Work required: Copy the complete listing that follows, letter for letter.

Data records:
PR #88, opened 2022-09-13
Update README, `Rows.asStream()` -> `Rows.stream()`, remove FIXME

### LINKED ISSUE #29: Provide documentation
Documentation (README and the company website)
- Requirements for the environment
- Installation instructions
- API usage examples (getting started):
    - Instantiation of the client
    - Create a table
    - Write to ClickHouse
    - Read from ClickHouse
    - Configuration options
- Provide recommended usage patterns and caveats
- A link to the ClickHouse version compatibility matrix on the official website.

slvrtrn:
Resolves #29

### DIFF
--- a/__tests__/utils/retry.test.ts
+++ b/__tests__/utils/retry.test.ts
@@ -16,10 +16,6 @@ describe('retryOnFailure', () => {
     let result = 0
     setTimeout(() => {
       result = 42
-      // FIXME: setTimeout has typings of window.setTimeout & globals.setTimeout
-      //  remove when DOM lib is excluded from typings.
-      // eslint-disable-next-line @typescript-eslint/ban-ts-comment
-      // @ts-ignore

Completed task:
PR #88, opened 2022-09-13
Update README, `Rows.asStream()` -> `Rows.stream()`, remove FIXME

### LINKED ISSUE #29: Provide documentation
Documentation (README and the company website)
- Requirements for the environment
- Installation instructions
- API usage examples (getting started):
    - Instantiation of the client
    - Create a table
    - Write to ClickHouse
    - Read from ClickHouse
    - Configuration options
- Provide recommended usage patterns and caveats
- A link to the ClickHouse version compatibility matrix on the official website.

slvrtrn:
Resolves #29

### DIFF
--- a/__tests__/utils/retry.test.ts
+++ b/__tests__/utils/retry.test.ts
@@ -16,10 +16,6 @@ describe('retryOnFailure', () => {
     let result = 0
     setTimeout(() => {
       result = 42
-      // FIXME: setTimeout has typings of window.setTimeout & globals.setTimeout
-      //  remove when DOM lib is excluded from typings.
-      // eslint-disable-next-line @typescript-eslint/ban-ts-comment
-      // @ts-ignore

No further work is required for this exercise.